Coefficient of performance
The coefficient of performance or COP (sometimes CP or CoP) of a heat pump, refrigerator or air conditioning system is a ratio of useful heating or cooling provided to work (energy) required. Higher COPs equate to higher efficiency, lower energy (power) consumption and thus lower operating costs.
Instead of converting work to heat (which has a maximum efficiency of 100% and a COP equals to efficiency), heat pumps, air conditioners and refrigeration systems use work to move existing heat from one place to another. Less work is required to move heat than to generate heat. Usually, more heat is moved than the amount of work put in so their COP usually exceeds 1, especially in heat pumps. Most air conditioners have a COP of 3.5 to 5.
While the coefficient of performance is a term commonly used with heat pumps, it is also applicable to any energy system that behaves in a thermodynamically open manner, receiving energy from the local environment, whether it be electromagnetic, electrostatic, or any other viable form.
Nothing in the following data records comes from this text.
PR #33, opened 2020-05-19
Solution

Andreas-Just:


src/api/getMovies.ts
```diff
@@ -0,0 +1,9 @@
+const API_KEY_OMDB = process.env.REACT_APP_API_KEY_OMDB;
```
irenhh, line 1: 👍

src/components/FindMovie/FindMovie.tsx
```diff
@@ -1,55 +1,159 @@
...
+    setError('');
+  };
+
+  const handleFormSubmit = (event: React.FormEvent<HTMLFormElement>) => {
+    event.preventDefault();
+    findMovie();
+  };
+
+  const handleClickSubmit = (event: React.MouseEvent<HTMLButtonElement>) => {
+    event.preventDefault();
```
irenhh, line 95: doesn't it work without preventDefault method?

PR #76, opened 2020-09-16
done

DmJSCourse:
https://dmjscourse.github.io/react_movies-list-fetch-movies/

### DIFF
--- a/src/App.js
+++ b/src/App.js
@@ -9,6 +9,23 @@ export class App extends Component {
     movies: data,
   };
 
+  addMovie = (movie) => {
+    if (this.state.movies.find(element => element.imdbId === movie.imdbID)) {
+      return;
+    }
+
+    this.setState(prevState => ({
+      movies: [...prevState.movies,
+        {
+          title: movie.Title,
+          description: movie.Plot,
+          imgUrl: movie.Poster,
+          imdbUrl: `https://www.imdb.com/title/${movie.imdbID}`,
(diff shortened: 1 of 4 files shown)


src/api/api.js
```diff
@@ -0,0 +1,7 @@
+const URL = 'http://www.omdbapi.com/?apikey=e6b7e90f';
```
rmnkk, line 1: You should change the URL to https. Because GitHub doesn't allow requests to http.

src/App.js
```diff
@@ -9,6 +9,23 @@ export class App extends Component {
     movies: data,
   };
 
+  addMovie = (movie) => {
+    if (this.state.movies.find(element => element.imdbId === movie.imdbID)) {
+      return;
+    }
+
+    this.setState(prevState => ({
```
rmnkk, line 17: Yous should use hooks instead of class components

src/components/FindMovie/FindMovie.js
```diff
@@ -1,55 +1,91 @@
...
-            className="button is-light"
-          >
-            Find a movie
-          </button>
+          <div className="control">
+            <input
+              type="text"
+              id="movie-title"
+              placeholder="Enter a title to search"
+              className="input is-danger"
```
rmnkk, line 26: This class should only appear when there is an error.

rmnkk (changes requested):

PR #136, opened 2021-01-28
solution

Pasha5555:
[DEMO LINK](https://pasha5555.github.io/react_movies-list-fetch-movies/)

### DIFF
--- a/src/App.js
+++ b/src/App.js
@@ -1,26 +1,33 @@
-import React, { Component } from 'react';
+import React, { useState } from 'react';
 import './App.scss';
 import { MoviesList } from './components/MoviesList';
 import { FindMovie } from './components/FindMovie';
-import data from './api/movies.json';
 
-export class App extends Component {
-  state = {
-    movies: data,
+export const App = () => {
+  const [movies, setMovie] = useState([]);
+
+  const addMovie = (findedMovie) => {
+    setMovie((availableMovies) => {
+      const moviesForCompare = availableMovies
+        .filter(movie => movie.imdbID !== findedMovie.imdbID);
+
+      if (availableMovies.length === moviesForCompare.length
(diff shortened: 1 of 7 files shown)


zhenya-mezhueva (approved):

src/App.js
```diff
@@ -1,26 +1,33 @@
...
+    setMovie((availableMovies) => {
+      const moviesForCompare = availableMovies
+        .filter(movie => movie.imdbID !== findedMovie.imdbID);
 
-  render() {
-    const { movies } = this.state;
+      if (availableMovies.length === moviesForCompare.length
+        && findedMovie.imdbID) {
+        return [...availableMovies, findedMovie];
+      }
```
varseniuk, line 17: You can just check if there's SOME movie in the list using the array method 'some'

src/components/FindMovie/FindMovie.js
```diff
@@ -1,55 +1,97 @@
...
+  const [inputValue, setValue] = useState('');
+  const [movie, setMovie] = useState('');
+
+  const fetchMovie = async() => {
+    const res = await getMovies(inputValue);
+
+    setMovie(res);
+  };
+
+  const addFindedMovie = (e) => {
```
varseniuk, line 20: Why do you need 'event' here?

varseniuk (changes requested):
The task says:

src/components/FindMovie/FindMovie.js
Pasha5555: Because I use e.preventDefault() to correct work form event onSubmit. Without it page just update without adding movie to the list

varseniuk: 👍

varseniuk (approved):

A difference between the dimensionless terms efficiency and COP is that the numerator in COP is the heat moved or generated, in contrast to the numerator in efficiency being only the heat generated. Additionally, efficiency cannot be used to evaluate the ability of a device to cool, because the useful output energy is undefined in this case.
As an example, if a heat pump has an internal compressor efficiency of 70% and the user supplies 1.2 kW of power to run the unit and 6.5 kW is drawn from the local thermal environment, then COP is 6.5/1.2 ≈ 5.417. The efficiency is already taken into account in the 6.5 kW; if the compressor efficiency is higher, it is expected to be higher than 6.5 kW (more heat moved) for the same input power.
The COP is highly dependent on operating conditions, especially absolute temperature and relative temperature between sink and system, and is often graphed or averaged against expected conditions.
Performance of absorption refrigerator chillers is typically much lower, as they are not heat pumps relying on compression, but instead rely on chemical reactions driven by heat.